符号は C/1965 S1。また、当時使用されていた古い表記法では、仮符号が 1965f[3]、確定符号は 1965 VIII である。同名の彗星に C/1967 Y1(1967n, 第二池谷・関彗星[4])があるが、通常「池谷・関彗星」といった場合は C/1965 S1 を指すことが多い[5]

関勉は高知新聞に「未知の星を求めて」というエッセイを連載していたが、連載中にこの彗星が発見され大きな話題となった。後に同名の書籍として発売されることとなるが、日本国内に多くの天文ファンを生みだした[3]

発見とその後

発見当時は台風24号が通過した直後だった[6]。池谷薫は静岡県浜名郡舞阪町(現・浜松市)で台風の目の通過中に自作の口径 15 cm 倍率 22 倍の反射望遠鏡で、関勉は高知市で台風通過後の晴れ間を利用して自作の口径 8.8 cm 倍率 19 倍の屈折望遠鏡を用いて彗星を捜索し、うみへび座にあった[1]池谷・関彗星をほぼ15分ほどの時間差で独立に発見した[7][注釈 1]。そのときの光度は7-8等級であった[7]

両者からの発見電報を受けた東京天文台では、20日夜に観測を開始した。同日は雲により観測できなかったが、二人が同時に発見したのならば間違いなかろう、と各国の天文台に連絡した[9]。この彗星の確認観測はオーストラリアのウーメラ天文台(: Woomera Baker Observatory)で行われ、20日、「池谷・関彗星 (1965f)」と命名された。この小さな彗星がこの後世紀の大彗星へと成長したことから、2人は世界的に有名になる。

彗星の軌道をある程度正しく計算するには、数日から1週間程度の複数の観測が必要であるが、フランスのロジェ・リゴレー(: Roger Rigollet)は[7]、この彗星の発見位置と運動方向から、池谷・関彗星が19世紀にいくつもの大彗星を出現させたクロイツ群に属することに即座に気付いた[10]。その後の観測から軌道を計算したところ、この彗星は確かにクロイツ群に属するもので、10月21日太陽表面からわずか約45万km(太陽の直径の約1/3)のところを通過し、極めて明るくなると予報された[6]
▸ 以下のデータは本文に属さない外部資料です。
Issue #84, opened 2025-08-02
Tiles missing from R2 storage


lukevalenta:
The raio2025h2 log shard is missing tiles in R2 storage. See https://issues.chromium.org/issues/434895698#comment8 for details.

PR #85, opened 2025-08-02
Double-check that R2 object uploads are successful

lukevalenta:
As a measure to prevent #84, immediately confirm that we can fetch the correct objects from R2 after they are uploaded.

I was having trouble getting the sentry integration working, so in the meantime update the Cleaner to just check that each full level-0 tile exists. This will stop progress indefinitely to allow us to detect if more tiles go missing.

### DIFF
--- a/crates/generic_log_worker/src/lib.rs
+++ b/crates/generic_log_worker/src/lib.rs
@@ -538,15 +538,38 @@ impl ObjectBackend for ObjectBucket {
             .as_ref()
             .inspect(|&m| m.upload_size_bytes.observe(value.len().as_f64()));
         self.bucket
-            .put(key.as_ref(), value)
+            .put(key.as_ref(), value.clone())
             .http_metadata(metadata)
             .execute()
             .await
             .inspect_err(|_| {
                 self.metrics
                     .as_ref()
-                    .inspect(|&m| m.errors.with_label_values(&["put"]).inc());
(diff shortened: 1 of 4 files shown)


crates/generic_log_worker/src/lib.rs
```diff
@@ -547,6 +547,23 @@ impl ObjectBackend for ObjectBucket {
...
+                    "tile persisted with wrong contents: {}",
+                    key.as_ref()
+                )));
+            }
+        } else {
+            return Err(Error::RustError(format!(
+                "tile not persisted: {}",
+                key.as_ref()
+            )));
+        }
```
bwesterb, line 565: We're not checking whether it's correct?

bwesterb: (Just checking it exists is useful for the bug obviously.)

bwesterb:
lgtm

crates/generic_log_worker/src/lib.rs
lukevalenta: We check the contents just above too: https://github.com/cloudflare/azul/pull/85/files/fc116904e7e984997812f14a741038ee235e7345#diff-59a0da9b5d3463610f40f1285b1a51cb2fb2da74ae6799121b2b68899a0efa17R554

lukevalenta:
I made one small tweak to report the R2 errors under the `object_errors_total` metric to allow us to distinguish these R2 errors from other types of 'fatal' sequencing errors.

PR #88, opened 2025-08-04
Fix handling of fatal sequencing error, closes #84

### LINKED ISSUE #84: Tiles missing from R2 storage

lukevalenta:
This bug was introduced in f10355f when trying to reload the sequencer state right away when a fatal sequencing error occurs. If the reloading failed, the old state would not be cleared, as all the calling function does is log the error message.

In this fix, we force the DO to reload the state the next time the alarm or fetch handlers run.

Other (in a separate commit):
- Remove unused dependencies (cargo machete)
- Rename UNHASHED_DATA_TILE_LEVEL -> AUX
- Remove a few unnecessary clones and collects


crates/generic_log_worker/src/sequencer_do.rs
```diff
@@ -165,8 +164,10 @@ impl<L: LogEntry> GenericSequencer<L> {
             &self.metrics,
         )
         .await
+        .is_err()
         {
-            warn!("{name}: Fatal sequencing error, log will be reloaded: {e}",);
+            // Re-initialize the log to get back into a good state.
+            *self.initialized.borrow_mut() = false;
```
bwesterb, line 170: We probably still want to log the error.

PR #91, opened 2025-08-07
Rename `Checkpoint` to `CheckpointText`

rozbb:
Pretty small change. Checkpoints as defined in in [the spec](https://github.com/C2SP/C2SP/blob/main/tlog-checkpoint.md) are signed notes, which themselves MUST have at least one signature. Thus, the thing we call a checkpoint in the code is actually just the text portion of the checkpoint.

I struggled for a while trying to make a `Checkpoint` type that parses a `CheckpointText` followed by signatures in the signed-note format. But I realized in my second attempt that no such data type is necessary. If you want to produce a checkpoint, you use one of the signing functions, which just returns a `Vec<u8>`. And if you want to parse a checkpoint, you call `open_checkpoint` on a bytestring. And if you _really_ want to open it without verifying it, you can always call `Note::from_reader` and then call `Checkpoint::from_bytes` on `note.text`.

Lmk if you agree @lukevalenta

### DIFF
--- a/crates/generic_log_worker/src/log_ops.rs
+++ b/crates/generic_log_worker/src/log_ops.rs
@@ -1261,7 +1261,7 @@ mod tests {
         PrecertData, StaticCTCheckpointSigner, StaticCTLogEntry, StaticCTPendingLogEntry,
     };
     use std::time::Duration;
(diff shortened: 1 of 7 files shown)


lukevalenta (approved):
The renaming makes sense to me. Thanks!

PR #93, opened 2025-08-25
Ensure that the inferred root is uploaded to /issuers

lukevalenta:
As reported by Andrew Ayer in
https://groups.google.com/a/chromium.org/g/ct-policy/c/dVz6tMLWsRY/m/m1_lh0IzGwAJ, the previous bugfix was incomplete as inferred roots for chains were not getting uploaded to /issuers.

### DIFF
--- a/crates/ct_worker/src/frontend_worker.rs
+++ b/crates/ct_worker/src/frontend_worker.rs
@@ -17,6 +17,7 @@ use static_ct_api::{AddChainRequest, GetRootsResponse, StaticCTLogEntry};
 use tlog_tiles::{LogEntry, PendingLogEntry, PendingLogEntryBlob};
 #[allow(clippy::wildcard_imports)]
 use worker::*;
+use x509_cert::der::Encode;
 
 // The Maximum Merge Delay (MMD) of a log indicates the maximum period of time
 // between when a SCT is issued and the corresponding entry is sequenced in the
@@ -174,6 +175,7 @@ async fn main(req: Request, env: Env, _ctx: Context) -> Result<Response> {
         })
 }
 
+#[allow(clippy::too_many_lines)]
 async fn add_chain_or_pre_chain(
     mut req: Request,
     env: &Env,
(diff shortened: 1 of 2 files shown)


crates/ct_worker/src/frontend_worker.rs
```diff
@@ -232,15 +235,25 @@ async fn add_chain_or_pre_chain(
...
+    // Make sure the root is persisted as well.
+    let root_hash = pending_entry
+        .chain_fingerprints
+        .last()
+        .ok_or("chain fingerprints is empty")?;
+    let Some(root_cert) = roots.by_fingerprint(root_hash) else {
+        return Err(format!("{name}: root hash for chain is not in accepted roots").into());
+    };
+    let root_bytes = root_cert.to_der().map_err(|e| e.to_string())?;
+    if issuers.iter().any(|issuer| *issuer == root_bytes) {
```
bwesterb, line 252: Isn't this the opposite? If none match you want to add?

crates/ct_worker/src/frontend_worker.rs
```diff
@@ -232,15 +235,25 @@ async fn add_chain_or_pre_chain(
...
+        issuers.push(root_bytes.as_slice());
+    }
+
+    generic_log_worker::upload_issuers(&public_bucket, &issuers, name).await?;
```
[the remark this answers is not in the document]
lukevalenta: `upload_issuers` first does a KV fetch to check if the issuer is already there before writing, so there is caching at the KV level.

crates/ct_worker/src/frontend_worker.rs
lukevalenta: Yes, good catch!

lukevalenta:
> This doesn't yet ensure that all roots served by get-roots are present in `/issuers`. Patch coming soon for that.

I added a temporary endpoint to the CT frontend worker to upload roots (as some of them might be missing), applied the fix, and then removed the endpoint. As new entries will now have all issuers correctly uploaded, there's no need to a version of this change around.
```
.get_async("/logs/:log/tmp-upload-roots", |_req, ctx| async move {
    let name = ctx.data;
    let roots = x509_util::certs_to_bytes(&load_roots(&ctx.env, name).await?.certs)
        .map_err(|e| e.to_string())?;
    let object = ObjectBucket::new(load_public_bucket(&ctx.env, name)?);
    generic_log_worker::upload_issuers(
        &object,
        &roots.iter().map(Vec::as_slice).collect::<Vec<&[u8]>>(),
        name.as_ref(),
    )
    .await?;
    Response::ok("successfully uploaded roots")
})
```

PR #111, opened 2025-09-12
Keep only a single copy of roots per worker script, fixes #110

### LINKED ISSUE #110: CT log gets into degraded state due to memory pressure
From the Raio2026h2a CT log returned almost exclusively 429 errors (https://issues.chromium.org/issues/434895698#comment14), and we saw similar patches of high errors rates (sometimes manifesting as 500 errors instead) from the Raio2025h2b log. From internal metrics it appears that the errors appears due to the workers isolate reaching memory limits, and the wrangler tail logs confirm this during periods of high error rates.

```
POST https://ct.cloudflare.com/logs/raio2025h2b/ct/v1/add-chain - Exception Thrown @ 9/4/2025, 2:31:03 PM
✘ [ERROR]   Error: memory access out of bounds 
```

The errors started August 24, soon after https://github.com/cloudflare/azul/commit/ad6ced9d2b0a7850230777b8299a47120640b330 was deployed, which fixes the issue reported in https://groups.google.com/a/chromium.org/g/ct-policy/c/dVz6tMLWsRY/m/ApNZBFkjGwAJ. We decided not to roll back as that would re-introduce the bug. We've been able to reproduce the issue for the cftest log shards, and confirmed that rolling back does fix the memory issues.

Closer inspection of the commit in question reveals that we keep the 'roots' variable (containing all accepted roots for the log) in scope from https://github.com/cloudflare/azul/commit/ad6ced9d2b0a7850230777b8299a47120640b330#diff-130a857a7156f3c81dd0e04249775b84bf4439aed5846bddaa27337e84ce06c4R195 all the way until the return at https://github.com/cloudflare/azul/commit/ad6ced9d2b0a7850230777b8299a47120640b330#diff-130a857a7156f3c81dd0e04249775b84bf4439aed5846bddaa27337e84ce06c4R311, instead of immediately releasing the variable from scope so that the memory is de-allocated. Specifically, the variable is kept in memory across the asynchronous call to the sequencer, which typically takes 1-2 seconds. Across many requests, memory is quickly exhausted, and DOs also seem to be impacted.

lukevalenta:
In 36bb0fc, we switched from loading roots once per Worker script (with
LazyLock) to loading roots dynamically for each fetch request, since we
need an async operation to fetch roots from KV, and LazyLock doesn't
support async initialization. This means each add-chain request has to
keep a separate copy of the roots in the Worker memory. Combined with
ad6ced9 which caused the dynamically loaded roots to be kept in memory
across the asynchronous call to the sequencer, this resulted in the
memory issues observed in #110.

Use the runtime-agnostic tokio::sync::LazyCell to restore the previous
behavior of loading roots only once for each Worker script.

This is deployed for the cftest logs, and we are no longer seeing high rates of 500/429 errors.

This PR contains several other commits that can be reviewed independently, including two bug fixes in chain validation (none critical).

### DIFF
--- a/crates/ct_worker/src/frontend_worker.rs
+++ b/crates/ct_worker/src/frontend_worker.rs
@@ -204,7 +204,7 @@ async fn add_chain_or_pre_chain(
 
     // Temporal interval dates prior to the Unix epoch are treated as the Unix epoch.
     let roots = load_roots(env, name).await?;
-    let pending_entry = match static_ct_api::partially_validate_chain(
+    let (pending_entry, found_root_idx) = match static_ct_api::partially_validate_chain(
         &req.chain,
         roots,
         Some(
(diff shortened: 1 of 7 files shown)


bwesterb (approved):

crates/ct_worker/src/frontend_worker.rs
```diff
@@ -244,22 +244,24 @@ async fn add_chain_or_pre_chain(
 
     // Entry is not cached, so we need to sequence it.
 
-    // First persist issuers.
-    let public_bucket = ObjectBucket::new(load_public_bucket(env, name)?);
-    let mut issuers = req.chain[1..]
-        .iter()
-        .map(Vec::as_slice)
-        .collect::<Vec<&[u8]>>();
+    // First persist issuers. Use a block so memory is deallocated sooner.
```
cjpatton, line 247: One downside of implicit alloc/dealloc :)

10月19日、NASAは池谷・関彗星を探査する目的でロケットを打ち上げた。これはジェット推進研究所コロラド大学の学者らによって計画されたもので、走査分光器・特殊光度計などを搭載している。これによって頭部と尾の化学組成や放熱の状況を調べるという(讀賣新聞による)[11]

彗星の明るさは予想通りにならないことが多いが、池谷・関彗星は予想通りの光度変化をし、太陽に近づいて明るくなっていった。日本では、日本時間10月21日13時ごろの近日点通過時には、彗星が推定-17等級に達し、約60分間の間満月よりも明るくなったのが観測された。昼間の太陽のすぐ近くにもかかわらず肉眼で見えたという報告もある[5][注釈 2]。また、東京天文台乗鞍コロナ観測所では、守山史生助教授らのグループがコロナグラフを使っての写真撮影に成功した[12][1]。この彗星は過去数千年で最も明るくなった部類に入るということが明らかになっており、「1965年大彗星」とも呼ばれる。

近日点通過の直前(13時37分頃)、核が3個に分裂したのが観測され[12]、そのうち2個(A核、B核)については近日点通過後にも長期にわたって詳しい観測がある。これらの核はあまり離れることなくほとんど同じ軌道を進んだため、肉眼や小望遠鏡では1つの彗星として観測された。ズデネク・セカニナ(: Zdenek Sekanina)は、核が分裂したのは10月26日だと示唆されると計算で示した[13]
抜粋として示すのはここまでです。